# Snub nose practice and a modified short course of fire.



## SSGN_Doc (Mar 12, 2020)

It’s been a while since I’ve had a weekday off. Decided to go on a short trip and visit an indoor range and knock the dust off a few snubby revolvers. When ammo went scarce I sought a course of fire that didn’t use a lot of ammo but could give a fair assessment of how I was doing In basic presentation to fire, follow-up and at different distances.

The Old standard BPD course of fire was as follows, all from the holster:

2 rounds in 1.5 seconds at 10 feet (“No one should be closer than that.”)
2 rounds in 2.0 seconds at 20 feet (“The length of a car.”)
2 reload 2 in 6.0 seconds (8.0 for revolvers) at 30 feet (“From the curb to the front door.”)
2 rounds in 3.5 seconds at 60 feet (“From the opposite curb to the front door.”)

It was designed with service pistols and revolvers in mind.
Today I had to adjust a bit for both, range rules, and use of 5 shot snubby revolvers. (because it was a weekday I had the undivided attention of the RSO, who insisted I place my target “below the line in the cardboard backer”. This actually shifted the center of the target down enough that it forced me to shoot their floor instead of placing the COM high enough to have my rounds impact the backstop.
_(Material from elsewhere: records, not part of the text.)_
PR #57, opened 2026-09-09
Refuse work on a worktree branch whose life is over, and arm the detectors that see it

### LINKED ISSUE #44: Refuse work on a worktree branch whose life is over, and arm the detectors that see it
## Parent

#36

## What to build

A worktree branch exists for one pull request. When that pull request merges,
the branch has served its purpose and should cease to exist — remotely by
`delete_branch_on_merge`, now enabled, and locally by Bertan's sweep. Nothing
stops work continuing on it in the meantime, and that failure has fired twice:
the `probe`→`check` rename was committed onto `hooks-push-and-pr-guards` after
PR #35 had already merged it, and `research/non-openrouter-response-bodies` sat
one commit ahead and nineteen behind with no pull request, loaded to revert
nineteen commits the moment anyone proposed it.

Refuse commands that add work to such a branch, keyed on running in a linked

So, with this blind insistence on rule enforcement I knew I could not shoot full speed, or draw from a holster. I also could not place my target any closer than 20 feet (to avoid shooting into the floor, ironically).

I modified the course of fire follows:
All from low ready as quick as I could get away with.


20 feet 2 shots strong hand only
20 feet 2 shots two handed
30 feet 1 shot, reload, then 3 shots
60 feet 2 shots

I did this a few times with the following revolvers:

S&W 442 to warm up











Then the S&W 638 and another try with the 442 (the holes marked with crosses were from the 638).










Next up was Taurus 85 CH (I pulled left due to the change in grip shape, but it was darned comfortable to shoot.)










Last was the Taurus 856. (the shots in the 8 ring and up, were after, just trying different ammo and then some 25 6d head shot attempts, just for the RSO, So I could at least try to justify his insistence on placing my target so low.)










No it wasn’t as challenging as the actual BPD course of fire, since I wasn’t coming from the holster or forced to stay in time limits. But it was fun and gave me an opportunity to compare how I do with a few different Snub nosed revolvers.

The Bakersfield Police Department Course of fire was shot at least twice a month, by officers and required a 80% to pass.

The scoring zones were as follows:
10-point scoring zone on the silhouette target was a 7-inch circle, with the next zone (9 points) measuring 9×13 inches. A hit anywhere else on the silhouette scored 6 points.

Each 1/4 second over time limit cost a point.


How good were BPD officers? 85% hits when the national average was 15%.


----------



## denner (Jun 3, 2011)

Looks like that will work. I shoot a 637 well, and when I take my time very well. I prefer the older school rubber Pachmayr grip and it works well for me.


----------



## armoredman (Oct 14, 2021)

I might have to try that with my little Rossi.


----------



## berettatoter (Sep 1, 2011)

Looks good Doc! Love your snubs...and mine too. Old school still gets it done. When you consider wild west gunfighters, some of which used cap and ball revolvers, I would say that if your proficient, your also deadly.

Some of the shots that Wild Bill Hickok could pull off, and some of the gun fights he won, I would have put my money on him than most modern shooters with a semi-auto.


----------